#### Exercise data:
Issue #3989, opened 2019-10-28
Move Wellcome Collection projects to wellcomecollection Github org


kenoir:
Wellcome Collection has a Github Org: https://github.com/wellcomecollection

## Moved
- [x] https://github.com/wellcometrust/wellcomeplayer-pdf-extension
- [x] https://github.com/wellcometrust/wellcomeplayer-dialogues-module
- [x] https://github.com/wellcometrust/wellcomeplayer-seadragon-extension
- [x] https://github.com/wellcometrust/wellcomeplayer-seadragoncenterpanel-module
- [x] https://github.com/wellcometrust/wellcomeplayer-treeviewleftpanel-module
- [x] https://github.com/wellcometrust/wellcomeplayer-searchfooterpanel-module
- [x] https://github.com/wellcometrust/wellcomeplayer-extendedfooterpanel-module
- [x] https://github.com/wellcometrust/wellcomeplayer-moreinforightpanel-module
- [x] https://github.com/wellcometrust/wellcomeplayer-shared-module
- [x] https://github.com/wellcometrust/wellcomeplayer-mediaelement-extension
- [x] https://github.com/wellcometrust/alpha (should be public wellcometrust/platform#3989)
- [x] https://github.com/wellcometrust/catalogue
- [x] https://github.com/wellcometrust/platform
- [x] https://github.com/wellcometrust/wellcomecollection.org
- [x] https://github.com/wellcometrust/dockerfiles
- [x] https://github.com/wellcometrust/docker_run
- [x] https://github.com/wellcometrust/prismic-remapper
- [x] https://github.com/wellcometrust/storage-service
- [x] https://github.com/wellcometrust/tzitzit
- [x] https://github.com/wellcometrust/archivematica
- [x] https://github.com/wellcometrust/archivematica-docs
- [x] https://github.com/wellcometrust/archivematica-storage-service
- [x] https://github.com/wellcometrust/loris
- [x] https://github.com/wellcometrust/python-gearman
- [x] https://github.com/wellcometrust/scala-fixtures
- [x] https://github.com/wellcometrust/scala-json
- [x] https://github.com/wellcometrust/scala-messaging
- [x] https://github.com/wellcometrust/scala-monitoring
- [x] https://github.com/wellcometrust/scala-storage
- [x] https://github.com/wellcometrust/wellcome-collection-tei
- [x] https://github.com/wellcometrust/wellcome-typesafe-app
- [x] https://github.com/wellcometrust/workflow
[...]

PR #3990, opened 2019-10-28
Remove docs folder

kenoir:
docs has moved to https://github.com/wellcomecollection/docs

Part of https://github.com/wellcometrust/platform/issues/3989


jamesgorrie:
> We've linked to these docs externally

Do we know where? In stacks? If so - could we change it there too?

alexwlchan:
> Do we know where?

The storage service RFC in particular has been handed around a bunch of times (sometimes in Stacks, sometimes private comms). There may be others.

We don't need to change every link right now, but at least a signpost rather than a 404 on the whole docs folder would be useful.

#### Task details:
Gather each line in the entries above where the string "wellcomeplayer" is found.

#### Solution to this task:
- [x] https://github.com/wellcometrust/wellcomeplayer-pdf-extension
- [x] https://github.com/wellcometrust/wellcomeplayer-dialogues-module
- [x] https://github.com/wellcometrust/wellcomeplayer-seadragon-extension
- [x] https://github.com/wellcometrust/wellcomeplayer-seadragoncenterpanel-module
- [x] https://github.com/wellcometrust/wellcomeplayer-treeviewleftpanel-module
- [x] https://github.com/wellcometrust/wellcomeplayer-searchfooterpanel-module
- [x] https://github.com/wellcometrust/wellcomeplayer-extendedfooterpanel-module
- [x] https://github.com/wellcometrust/wellcomeplayer-moreinforightpanel-module
- [x] https://github.com/wellcometrust/wellcomeplayer-shared-module
- [x] https://github.com/wellcometrust/wellcomeplayer-mediaelement-extension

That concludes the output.